A $k$-attractor is a combinatorial object unifying dictionary-based compression. It allows to compare the repetitiveness measures of different dictionary compressors such as Lempel-Ziv 77, the Burrows-Wheeler transform, straight line programs and macro schemes. For a string $T \in \Sigma^n$, the $k$-attractor is defined as a set of positions $\Gamma \subseteq [1,n]$, such that every distinct substring of length at most $k$ is covered by at least one of the selected positions. Thus, if a substring occurs multiple times in $T$, one position suffices to cover it. A 1-attractor is easily computed in linear time, while Kempa and Prezza [STOC 2018] have shown that for $k \geq 3$, it is NP-complete to compute the smallest $k$-attractor by a reduction from $k$-set cover. The main result of this paper answers the open question for the complexity of the 2-attractor problem, showing that the problem remains NP-complete. Kempa and Prezza's proof for $k \geq 3$ also reduces the 2-attractor problem to the 2-set cover problem, which is equivalent to edge cover, but that does not fully capture the complexity of the 2-attractor problem. For this reason, we extend edge cover by a color function on the edges, yielding the colorful edge cover problem. Any edge cover must then satisfy the additional constraint that each color is represented. This extension raises the complexity such that colorful edge cover becomes NP-complete while also more precisely modeling the 2-attractor problem. We obtain a reduction showing $k$-attractor to be NP-complete and APX-hard for any $k \geq 2$.

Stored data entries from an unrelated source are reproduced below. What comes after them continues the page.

Issue #7495, opened 2024-09-24
Expand rust APIs to support new Data API concepts


jleibs:
The rust APIs need to facilitate implementing: https://github.com/rerun-io/rerun/issues/7455

There are three main concepts missing:
- A more powerful content expression
- A configurable sampling mechanism
- Making the LatestAt resolution optional

I believe we can actually drop `LatestAtQueryExpression`, and just have a single `QueryExpression` that builds on top of the previous RangeQuery.

The minimal change is to  `QueryExpression` is something like:
```rust
struct ViewContents{
    contents: BTreeMap<EntityPathExpr: BTreeSet<ComponentName>>,
}

// TODO: builder because crazy runtime interactions between filters etc
#[derive(Debug, Clone, PartialEq, Eq, Hash)]
pub struct QueryExpression {
    /// The contents that populate the view for the query.
    ///
    /// Example: `world/camera/**`
    pub view_contents: ViewContents,

    /// The timeline to query.
    ///
    /// Example `frame`
    pub timeline: Timeline,

    /// The time range to query.
    pub filtered_index_range: ResolvedTimeRange,

    pub filtered_index_values: Option<Vec<TimeInt>>,

    pub filtered_events_for: Option<ComponentColumnSelector>,

    // Sample times
    pub sampled_index_values: Option<Vec<TimeInt>>,
 
    /// Resolve latest-at
    pub resolve_latest_at: bool,
} 
```

---

Possible post-0.19 improvements:

Alternatively, we could put resolve_latest_at on the `ComponentColumnSelector` which would be more powerful.
```rust
/// Select a component based on its `EntityPath` and `ComponentName`.
///
/// Note, that in the future when Rerun supports duplicate tagged components
/// on the same entity, this selector may be ambiguous. In this case, the
/// query result will return an Error if it cannot determine a single selected
/// component.
#[derive(Debug, Clone, PartialEq, Eq, Hash)]
pub struct ComponentColumnSelector {
    /// The path of the entity.
    pub entity_path: EntityPath,

    /// Semantic name associated with this data.
    pub component: ComponentName,

    /// Resolve latest-at
    pub resolve_latest_at: bool,

    /// How to join the data into the `RecordBatch`.
    pub join_encoding: JoinEncoding,
}
```

The additional work related to Views / Contents can be abstracted by python.

PR #7558, opened 2024-10-01
Dataframe API v2 #0: Chunk support for dedupe-latest semantics

teh-cmc:
Implements support for the new `dedupe-latest` :tm: semantics on `Chunk`. This is one of the fundamental primitives required for the new upcoming dataframe APIs.

This requires the use of the `take` Arrow kernel.
Unfortunately I made the mistake of testing that new kernel, which revealed that it is allocating a lot of data when it shouldn't, so I'll have to fix it at some point in a future PR.

* Part of #7495 

### Checklist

翻译：一个$k$-吸引子是统一基于字典压缩的组合对象，用于比较不同字典压缩器（如Lempel-Ziv 77、Burrows-Wheeler变换、直线程序与宏方案）的重复性度量。对于字符串$T \in \Sigma^n$，$k$-吸引子定义为位置集合$\Gamma \subseteq [1,n]$，使得每个长度不超过$k$的不同子串至少被所选位置之一覆盖。因此，若某个子串在$T$中多次出现，则一个位置即可覆盖它。1-吸引子可在线性时间内轻松计算，而Kempa与Prezza [STOC 2018] 通过$k$-集合覆盖的归约证明，当$k \geq 3$时，计算最小$k$-吸引子是NP完全的。本文主要结果回答了2-吸引子问题的复杂性这一开放问题，表明该问题仍为NP完全。Kempa与Prezza针对$k \geq 3$的证明也将2-吸引子问题归约为2-集合覆盖问题（等价于边覆盖问题），但该归约未能完全刻画2-吸引子问题的复杂性。为此，我们通过引入边上的颜色函数扩展边覆盖问题，得到彩色边覆盖问题。此时任何边覆盖必须满足每个颜色均被表示的附加约束。这一扩展使复杂性提升至彩色边覆盖成为NP完全问题，同时更精确地建模了2-吸引子问题。我们通过归约证明，对于任意$k \geq 2$，$k$-吸引子问题是NP完全且APX困难的。